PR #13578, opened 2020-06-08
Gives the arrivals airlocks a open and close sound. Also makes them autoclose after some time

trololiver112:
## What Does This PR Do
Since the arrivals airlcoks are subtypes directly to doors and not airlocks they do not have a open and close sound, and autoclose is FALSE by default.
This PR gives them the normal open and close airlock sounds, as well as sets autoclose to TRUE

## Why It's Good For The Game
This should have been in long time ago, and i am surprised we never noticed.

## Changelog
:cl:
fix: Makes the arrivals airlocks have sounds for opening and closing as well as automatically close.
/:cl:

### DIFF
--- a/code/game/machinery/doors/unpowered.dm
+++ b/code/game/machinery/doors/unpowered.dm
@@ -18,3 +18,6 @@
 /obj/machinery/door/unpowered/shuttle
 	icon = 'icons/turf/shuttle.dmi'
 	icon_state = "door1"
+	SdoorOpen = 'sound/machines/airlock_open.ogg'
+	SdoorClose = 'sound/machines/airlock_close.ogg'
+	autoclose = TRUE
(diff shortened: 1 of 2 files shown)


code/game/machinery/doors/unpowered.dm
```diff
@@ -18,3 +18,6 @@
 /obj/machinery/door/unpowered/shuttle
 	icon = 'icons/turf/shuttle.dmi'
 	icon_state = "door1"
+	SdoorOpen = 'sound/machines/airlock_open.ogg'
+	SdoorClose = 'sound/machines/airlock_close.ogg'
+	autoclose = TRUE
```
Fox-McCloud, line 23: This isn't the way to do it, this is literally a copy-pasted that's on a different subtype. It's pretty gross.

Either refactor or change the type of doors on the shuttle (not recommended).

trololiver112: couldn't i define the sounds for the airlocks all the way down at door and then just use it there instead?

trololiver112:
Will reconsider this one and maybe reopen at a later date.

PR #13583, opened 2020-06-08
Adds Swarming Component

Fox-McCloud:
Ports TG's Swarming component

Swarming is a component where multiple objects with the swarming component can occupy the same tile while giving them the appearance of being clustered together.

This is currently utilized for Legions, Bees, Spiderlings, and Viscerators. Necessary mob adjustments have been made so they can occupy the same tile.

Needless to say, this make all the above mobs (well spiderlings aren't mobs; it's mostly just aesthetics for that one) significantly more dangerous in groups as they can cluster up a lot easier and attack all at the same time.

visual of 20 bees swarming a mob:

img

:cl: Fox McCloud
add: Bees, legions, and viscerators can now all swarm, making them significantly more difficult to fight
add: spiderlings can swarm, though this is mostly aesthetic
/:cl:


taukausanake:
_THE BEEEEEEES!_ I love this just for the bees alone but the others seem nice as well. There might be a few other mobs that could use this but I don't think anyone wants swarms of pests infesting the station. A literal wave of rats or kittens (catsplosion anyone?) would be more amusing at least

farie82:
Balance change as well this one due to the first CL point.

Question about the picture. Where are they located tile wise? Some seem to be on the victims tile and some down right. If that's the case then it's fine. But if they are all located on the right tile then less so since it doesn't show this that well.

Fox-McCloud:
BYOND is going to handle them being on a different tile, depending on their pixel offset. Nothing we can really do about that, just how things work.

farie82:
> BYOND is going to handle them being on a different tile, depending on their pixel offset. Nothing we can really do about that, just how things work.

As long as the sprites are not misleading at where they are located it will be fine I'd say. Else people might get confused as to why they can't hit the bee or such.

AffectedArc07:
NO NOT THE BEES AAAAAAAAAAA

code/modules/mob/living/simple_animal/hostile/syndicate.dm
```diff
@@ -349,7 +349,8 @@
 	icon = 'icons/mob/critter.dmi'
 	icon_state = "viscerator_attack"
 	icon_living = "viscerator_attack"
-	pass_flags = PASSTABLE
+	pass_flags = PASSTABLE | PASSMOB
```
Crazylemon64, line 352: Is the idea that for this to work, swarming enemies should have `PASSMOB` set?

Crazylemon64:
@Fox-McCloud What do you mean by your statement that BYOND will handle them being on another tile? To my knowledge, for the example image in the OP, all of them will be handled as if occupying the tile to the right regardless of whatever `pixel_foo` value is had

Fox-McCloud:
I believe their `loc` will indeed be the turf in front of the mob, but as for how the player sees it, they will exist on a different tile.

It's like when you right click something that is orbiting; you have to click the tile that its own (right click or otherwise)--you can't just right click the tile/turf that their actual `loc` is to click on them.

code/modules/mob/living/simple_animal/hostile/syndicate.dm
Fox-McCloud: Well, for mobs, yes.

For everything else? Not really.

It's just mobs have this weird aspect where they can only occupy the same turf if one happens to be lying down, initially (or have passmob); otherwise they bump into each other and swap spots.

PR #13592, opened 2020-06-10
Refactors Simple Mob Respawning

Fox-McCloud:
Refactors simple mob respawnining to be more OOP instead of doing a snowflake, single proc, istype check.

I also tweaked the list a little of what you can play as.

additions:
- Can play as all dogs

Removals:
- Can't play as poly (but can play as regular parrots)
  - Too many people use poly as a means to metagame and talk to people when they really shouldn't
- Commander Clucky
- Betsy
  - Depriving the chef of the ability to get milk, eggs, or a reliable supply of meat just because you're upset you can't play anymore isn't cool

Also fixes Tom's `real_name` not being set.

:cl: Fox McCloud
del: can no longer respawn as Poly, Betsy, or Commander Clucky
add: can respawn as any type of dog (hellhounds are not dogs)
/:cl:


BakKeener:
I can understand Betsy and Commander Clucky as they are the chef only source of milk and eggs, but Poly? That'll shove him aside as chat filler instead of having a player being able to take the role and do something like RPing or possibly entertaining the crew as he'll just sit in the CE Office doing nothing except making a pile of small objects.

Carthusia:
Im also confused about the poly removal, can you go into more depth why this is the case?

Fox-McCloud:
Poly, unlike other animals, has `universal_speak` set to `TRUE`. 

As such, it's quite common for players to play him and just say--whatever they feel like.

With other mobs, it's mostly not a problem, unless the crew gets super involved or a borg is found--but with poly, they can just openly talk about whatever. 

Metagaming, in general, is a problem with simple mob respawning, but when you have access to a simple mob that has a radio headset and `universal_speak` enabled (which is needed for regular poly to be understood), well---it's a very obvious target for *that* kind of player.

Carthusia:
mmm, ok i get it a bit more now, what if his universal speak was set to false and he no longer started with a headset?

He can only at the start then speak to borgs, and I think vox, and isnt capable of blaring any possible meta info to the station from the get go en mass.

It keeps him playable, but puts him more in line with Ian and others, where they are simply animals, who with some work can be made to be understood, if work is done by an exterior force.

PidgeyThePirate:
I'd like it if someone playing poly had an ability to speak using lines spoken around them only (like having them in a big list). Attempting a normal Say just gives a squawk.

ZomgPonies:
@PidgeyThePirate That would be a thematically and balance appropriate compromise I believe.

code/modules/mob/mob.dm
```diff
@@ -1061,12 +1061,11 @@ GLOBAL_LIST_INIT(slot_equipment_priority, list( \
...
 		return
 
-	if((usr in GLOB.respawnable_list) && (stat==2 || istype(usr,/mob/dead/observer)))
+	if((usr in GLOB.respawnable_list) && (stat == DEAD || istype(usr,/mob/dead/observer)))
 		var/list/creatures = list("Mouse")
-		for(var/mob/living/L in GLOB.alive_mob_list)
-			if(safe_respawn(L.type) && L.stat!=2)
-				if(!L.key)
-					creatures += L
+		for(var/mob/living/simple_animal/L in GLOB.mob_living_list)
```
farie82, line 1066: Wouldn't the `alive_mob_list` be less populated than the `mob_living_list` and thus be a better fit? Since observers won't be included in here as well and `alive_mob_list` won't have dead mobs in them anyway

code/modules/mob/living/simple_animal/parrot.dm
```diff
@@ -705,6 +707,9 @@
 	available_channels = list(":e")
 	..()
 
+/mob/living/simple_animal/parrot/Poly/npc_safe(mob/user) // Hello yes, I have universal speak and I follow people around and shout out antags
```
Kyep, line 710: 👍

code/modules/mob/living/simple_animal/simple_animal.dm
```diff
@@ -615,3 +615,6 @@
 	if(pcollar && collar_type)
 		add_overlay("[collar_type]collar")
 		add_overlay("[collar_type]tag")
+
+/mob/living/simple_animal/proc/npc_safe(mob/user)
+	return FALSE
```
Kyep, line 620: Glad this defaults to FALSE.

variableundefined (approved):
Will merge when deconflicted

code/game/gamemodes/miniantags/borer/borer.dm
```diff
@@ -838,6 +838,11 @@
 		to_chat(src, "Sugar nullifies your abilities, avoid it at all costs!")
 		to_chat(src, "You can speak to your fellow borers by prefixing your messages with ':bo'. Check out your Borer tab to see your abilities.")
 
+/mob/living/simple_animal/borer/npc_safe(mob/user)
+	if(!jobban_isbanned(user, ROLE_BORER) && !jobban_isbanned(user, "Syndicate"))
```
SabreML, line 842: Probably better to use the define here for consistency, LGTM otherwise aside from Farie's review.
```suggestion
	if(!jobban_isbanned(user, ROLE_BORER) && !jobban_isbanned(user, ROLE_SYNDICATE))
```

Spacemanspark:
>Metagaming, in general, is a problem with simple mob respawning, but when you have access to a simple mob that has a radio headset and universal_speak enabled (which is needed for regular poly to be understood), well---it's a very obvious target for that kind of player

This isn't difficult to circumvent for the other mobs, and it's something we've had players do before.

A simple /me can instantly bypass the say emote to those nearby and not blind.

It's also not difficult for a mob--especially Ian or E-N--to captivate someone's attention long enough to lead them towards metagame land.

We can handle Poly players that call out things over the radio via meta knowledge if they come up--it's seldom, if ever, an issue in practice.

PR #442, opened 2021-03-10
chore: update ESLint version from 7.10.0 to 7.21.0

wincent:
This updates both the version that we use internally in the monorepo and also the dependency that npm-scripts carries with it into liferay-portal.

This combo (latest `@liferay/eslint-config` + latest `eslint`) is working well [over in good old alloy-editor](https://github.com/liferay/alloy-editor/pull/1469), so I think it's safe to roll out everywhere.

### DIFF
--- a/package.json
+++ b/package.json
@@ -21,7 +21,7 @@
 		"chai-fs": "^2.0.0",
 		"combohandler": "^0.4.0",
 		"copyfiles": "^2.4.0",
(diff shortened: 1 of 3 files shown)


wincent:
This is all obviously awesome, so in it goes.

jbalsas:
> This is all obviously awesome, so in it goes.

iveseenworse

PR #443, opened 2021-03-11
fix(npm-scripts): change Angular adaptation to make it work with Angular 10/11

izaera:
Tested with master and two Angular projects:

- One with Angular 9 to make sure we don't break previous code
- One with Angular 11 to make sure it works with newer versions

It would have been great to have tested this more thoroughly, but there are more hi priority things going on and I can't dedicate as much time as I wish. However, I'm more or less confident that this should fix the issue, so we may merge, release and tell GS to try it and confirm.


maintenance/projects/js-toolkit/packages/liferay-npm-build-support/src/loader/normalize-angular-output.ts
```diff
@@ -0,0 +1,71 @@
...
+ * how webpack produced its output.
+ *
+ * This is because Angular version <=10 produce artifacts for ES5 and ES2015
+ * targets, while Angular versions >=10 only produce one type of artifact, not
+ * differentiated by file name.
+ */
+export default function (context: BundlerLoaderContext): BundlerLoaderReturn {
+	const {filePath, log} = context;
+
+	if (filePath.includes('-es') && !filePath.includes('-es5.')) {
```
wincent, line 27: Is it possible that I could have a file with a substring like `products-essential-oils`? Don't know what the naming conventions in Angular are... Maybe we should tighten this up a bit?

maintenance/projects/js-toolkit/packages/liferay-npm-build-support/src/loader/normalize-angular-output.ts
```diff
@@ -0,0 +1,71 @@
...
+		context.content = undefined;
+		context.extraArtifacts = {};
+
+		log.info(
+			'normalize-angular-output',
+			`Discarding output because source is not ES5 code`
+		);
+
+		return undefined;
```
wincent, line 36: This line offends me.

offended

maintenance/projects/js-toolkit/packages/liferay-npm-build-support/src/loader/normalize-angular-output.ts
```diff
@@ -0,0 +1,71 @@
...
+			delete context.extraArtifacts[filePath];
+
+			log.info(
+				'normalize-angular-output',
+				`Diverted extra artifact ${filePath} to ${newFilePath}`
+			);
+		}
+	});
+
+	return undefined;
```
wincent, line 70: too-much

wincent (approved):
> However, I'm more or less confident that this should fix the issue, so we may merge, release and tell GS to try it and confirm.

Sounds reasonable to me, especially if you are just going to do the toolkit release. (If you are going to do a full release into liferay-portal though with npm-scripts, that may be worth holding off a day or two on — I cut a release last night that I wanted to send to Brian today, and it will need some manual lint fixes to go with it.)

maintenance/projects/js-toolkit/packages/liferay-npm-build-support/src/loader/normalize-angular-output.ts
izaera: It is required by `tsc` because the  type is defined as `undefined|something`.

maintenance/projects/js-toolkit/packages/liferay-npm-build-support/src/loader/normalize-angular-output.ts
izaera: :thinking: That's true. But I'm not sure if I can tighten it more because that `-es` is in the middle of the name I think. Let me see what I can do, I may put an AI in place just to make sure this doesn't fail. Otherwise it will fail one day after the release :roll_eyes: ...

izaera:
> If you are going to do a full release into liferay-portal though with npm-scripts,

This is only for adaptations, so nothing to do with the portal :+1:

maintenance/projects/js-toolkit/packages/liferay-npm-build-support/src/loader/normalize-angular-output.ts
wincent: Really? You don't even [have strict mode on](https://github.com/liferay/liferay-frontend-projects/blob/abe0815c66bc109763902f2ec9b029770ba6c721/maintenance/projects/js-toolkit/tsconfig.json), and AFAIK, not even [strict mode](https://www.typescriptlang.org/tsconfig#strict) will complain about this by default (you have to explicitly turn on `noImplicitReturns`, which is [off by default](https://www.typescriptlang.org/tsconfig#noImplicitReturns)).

========

_GOAL OF THE EXERCISE_
All lines that contain the word "though" must be copied from the records above.

_SOLVED PROBLEM_
add: spiderlings can swarm, though this is mostly aesthetic
Sounds reasonable to me, especially if you are just going to do the toolkit release. (If you are going to do a full release into liferay-portal though with npm-scripts, that may be worth holding off a day or two on — I cut a release last night that I wanted to send to Brian today, and it will need some manual lint fixes to go with it.)
> If you are going to do a full release into liferay-portal though with npm-scripts,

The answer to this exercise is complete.